# How do I move homing pigeons to a new location



## diddy

Can anyone help me with advice on how to move what are homing pigeons. I have two hand reared rock doves aka UK feral pigeons. They are both super tame, lovely birds...too tame in fact and this is causing problems with the neighbours etc. Luckily I have found them a new home with friends of mine who love them and they have no real neighbours as their house is in the countryside. The the birds have been 'free' since they were old enough to fly last September. They now live in a nice roost/house which I have fixed to the side of my house. At the moment they are free to come and go as they please and they pretty much have a routine of looking for me and their food early in the morning, they sit on my head and shoulder etc all very sweet. They are sitting on fake eggs at the moment so they take it in turns to go of for a few hours flying. Each night they put themselves to bed in their roost and on we go. Now I need to move them to my friends house which is only about 5 miles away. Short of just moving them and their box to his house I'm not sure what to do. I know that they must have excellent homing instincts so I think if we take them to his house they may just come back the same or next day wont they? Is there a special way to move homing pigeons. Do they have to be shut in for a few weeks at the new location etc. How do we make them settle at their new home and stay there? If anyone has any advice on how to move a pair of pigeons from one place to another I'd love to know how to do it really soon! Thank you


----------



## Skyeking

Since they are used to coming and going as they please at your place it may pose a problem, if they do have the homing ability, as some ferals do. They may have taken mental pictures of the area in regards to their little coop when they are outside and it also depends on how far away they have taken themselves-to take those mental picture. If they did they may come back.

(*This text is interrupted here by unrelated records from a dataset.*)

PR #287, opened 2026-08-02
struct_plan peels off the model instead of the tokens

milyin:
First piece of #284 step 3. **Stacked on #286** (which is stacked on #285) — all three merge together.

Small on purpose. See the finding at the bottom for why the rest of step 3 is not what the issue assumed.

## Three round trips

`struct_plan.rs` already held `reading`, `optional_inner` and `bare_ref` as `TypeRef`s, then downgraded all three and looked them back up:

```rust
let effective_ty = reading.syntax().clone();
...
registry.reading_of(&effective_ty).and_then(|tr| registry.output_entry(&tr))?
```

Gone. **The file now has zero `reading_of` calls.**

## Two latent defects, not round trips

Two of the five sites were asking a *spelling* a question the model answers — the #270/#272 family:

| | |
|---|---|
| `pat_match_top(&slot_ty, "Vec")` | compares the **last path segment**, so `Box<Vec<T>>` answered **false**. Now `slot.sequence_elem().is_some()` |
| `bare_path_ident(&slot_ty)` | takes the spelling apart for a name, which answers about the **wrapper** for `Box<T>`. Now the name comes off `TypeKind::Named { id }` |

Neither is reachable from the in-tree examples — goldens byte-identical — so these are the "correct output, no signal" shape of #266/#273, not observed breakage. Reporting them as latent rather than claiming a fixed bug.

## Finding: the rest of step 3 is bigger than the issue assumed

`emit/flat_input.rs` holds **20 of the 34 `option_inner_type` callers and 12 `reading_of` sites**. I expected a peel substitution there. It is not:

**the file walks `syn::Fields::Named` directly**, while `flat::Struct::fields` already carries a `TypeRef` per field.

So it needs the **element-walking** change — take `&flat::Struct`, walk `struct.fields` — which is exactly the follow-up the umbrella already records from #283 for `scan_struct`/`scan_enum`. That is its own PR, not a rushed extension of this one, and #284's step-3 description should be updated to say so.

## Ledger

Unchanged at 127, and honestly so: `types_util` only falls when its callers stop needing it, and `option_inner_type` still has 34.

## Verification

- regen-check **byte-identical** after `git clean -fd examples/` + `cargo clean -p`
- covertest-kotlin 48/48

### DIFF
--- a/prebindgen/src/api/core/registry/declare.rs
+++ b/prebindgen/src/api/core/registry/declare.rs
@@ -427,14 +427,18 @@ impl<M> RegistryBuilder<M> {
 ///
 /// [`conversion`]: Conversions::conversion
 impl<M> Conversions<M> for RegistryBuilder<M> {
-    fn reading(&self, ty: &syn::Type) -> Option<crate::api::core::flat::TypeRef> {
-        self.registry.reading(ty)
+    fn reading(&self, key: &TypeKey) -> Option<crate::api::core::flat::TypeRef> {
+        self.registry.reading(key)
     }
     fn flat(&self) -> &crate::api::core::flat::Flat {
         &self.registry.flat
     }
-    fn conversion(&self, dir: Direction, ty: &syn::Type) -> Option<&TypeEntry<M>> {
-        self.built.get(&(dir, TypeKey::from_type(ty)))
+    fn conversion(
+        &self,
+        dir: Direction,
+        reading: &crate::api::core::flat::TypeRef,
+    ) -> Option<&TypeEntry<M>> {
+        self.built.get(&(dir, reading.key()))
     }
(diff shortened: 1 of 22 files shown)


milyin (commented):
Reviewed at `ef17240`; no findings.

`classify_field` now uses the readings it already owns for the field, optional inner, and descriptor slot, eliminating all three local `reading_of` round trips without changing lookup direction or deferral. The two classification fixes are also sound: `slot.sequence_elem()` recognizes transparent `Box<Vec<T>>`-style spellings, and `TypeKind::Named` supplies the modeled nominal name instead of the wrapper’s last path segment. Converter-wire descriptor precedence and optional-enum handling remain intact.

The PR is correctly stacked on `lookups-take-readings`, generated artifacts are reported byte-identical, and all four checks are green.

However, your best bet it to keep them inside, let them set up house, and lay eggs, that will give them the best chance of staying in the new area, once they are allowed free. The eggs will be the most important thing for them and may keep them there, especially if allowed to hatch.

This has worked for a few of my birds, but keep in mind there are no guarantees.


----------



## pigeonpoo

I#ve done the same with a couple of my birds. take them to the new location and keep them confined until they lay. Place them outside in an open cage/box so that they can see the outside of their new home...I did this for five days. Then release them. If/when they return to their old loft DO NOT FEED THEM THERE. Basket them up and return them to the new home and feed. It takes patience and time. Good luck.


----------